JAKARTA - Badan Meteorologi Klimatologi, dan Geofisika (BMKG) mengeluarkan peringatan dini potensi gelombang laut tinggi hingga mencapai ekstrem setinggi 9 meter di Laut Natuna Utara dan perairan utara Kepulauan Natuna.
Selain itu, BMKG mengungkapkan potensi gelombang tinggi juga terjadi di beberapa wilayah perairan pada 28 hingga 29 Januari 2023.
“Gelombang ekstrem di kisaran 6 - 9 meter berpeluang terjadi di Laut Natuna Utara dan perairan utara Kep. Natuna,” ungkap BMKG dalam keterangan resminya, Sabtu (28/1/2023).
BMKG mengatakan hal ini dipengaruhi oleh adanya pola angin di wilayah Indonesia bagian utara dominan bergerak dari Utara-Timur dengan kecepatan angin berkisar 5-30 knot, sedangkan di wilayah Indonesia bagian selatan dominan bergerak dari Barat Daya-Barat Laut dengan kecepatan angin berkisar 5-25 knot.
“Kecepatan angin tertinggi terpantau di Laut Natuna Utara, perairan Kep.

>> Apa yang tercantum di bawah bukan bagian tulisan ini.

PR #2624, opened 2021-04-14
fix(serve): do not set port for modern client

snitin315:
fix

NA

NA
**Summary**

we removed `client.port` in https://github.com/webpack/webpack-dev-server/pull/3181

Refer https://github.com/webpack/webpack-dev-server/pull/3181#issuecomment-818921391

No

**Other information**
No

### DIFF
--- a/packages/serve/src/startDevServer.ts
+++ b/packages/serve/src/startDevServer.ts
@@ -72,16 +72,7 @@ export default async function startDevServer(
         const options = mergeOptions(compilerWithDevServerOption.options.devServer || {}, devServerCliOptions);
 
         if (isDevServer4) {
-            // eslint-disable-next-line node/no-extraneous-require
-            const devServerFlags = require('webpack-dev-server/bin/cli-flags').devServer;
-
-            const isModernClient = Boolean(devServerFlags.find((flag) => flag.name === 'client-web-socket-url'));
-
-            if (!isModernClient) {
-                options.port = await findPort(options.port);
-                options.client = options.client || {};
-                options.client.port = options.client.port || options.port;
-            }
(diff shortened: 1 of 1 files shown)


packages/serve/src/startDevServer.ts
```diff
@@ -72,9 +72,17 @@ export default async function startDevServer(
         const options = mergeOptions(compilerWithDevServerOption.options.devServer || {}, devServerCliOptions);
 
         if (isDevServer4) {
+            // eslint-disable-next-line node/no-extraneous-require
+            const devServerFlags = require('webpack-dev-server/bin/cli-flags').devServer;
+
+            const isModernClient = Boolean(devServerFlags.find((flag) => flag.name === 'client-web-socket-url'));
+
             options.port = await findPort(options.port);
             options.client = options.client || {};
```
alexander-akait, line 81: We move it under `isModerClient` too

snitin315: Oh yes!

alexander-akait:
To be honestly I don't understand why we do it, if client port is not specified or `0` we just get `self.location.port` (basic workflow), so when you run without proxy, we already get port from browser, if we proxy hostname developer uses the same port so `self.location.port` will work, only one situation possible when you proxy dev server on other port, but in this case you need manually set `client.port`, because we don't know original hostname/port

alexander-akait:
It was my mistake here, we should not do it here, we should improve it on dev server, i.e. `options.client.port || options.port`, when we do release and improve `public` here https://github.com/webpack/webpack-dev-server/pull/3181/ and do release again

Difficult...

Anambas-Kepulauan Natuna, perairan timur Bintan, perairan barat Kepulauan Mentawai, perairan barat Enggano, perairan barat Lampung dan Selat Sunda,” kata BMKG.
Kondisi ini, kata BMKG juga menyebabkan terjadinya peluang peningkatan gelombang setinggi 1.25 hingga 2.5 meter di Selat Malaka, perairan barat Aceh-Nias, perairan selatan Jawa Barat-Sumba, Selat Bali, Lombok, Alas bagian selatan, Selat Sape bagian selatan, Selat Sumba bagian barat, perairan selatan Pulau Sumba, perairan P. Sawu, Laut Sawu, Samudra Hindia Selatan Bali-NTT.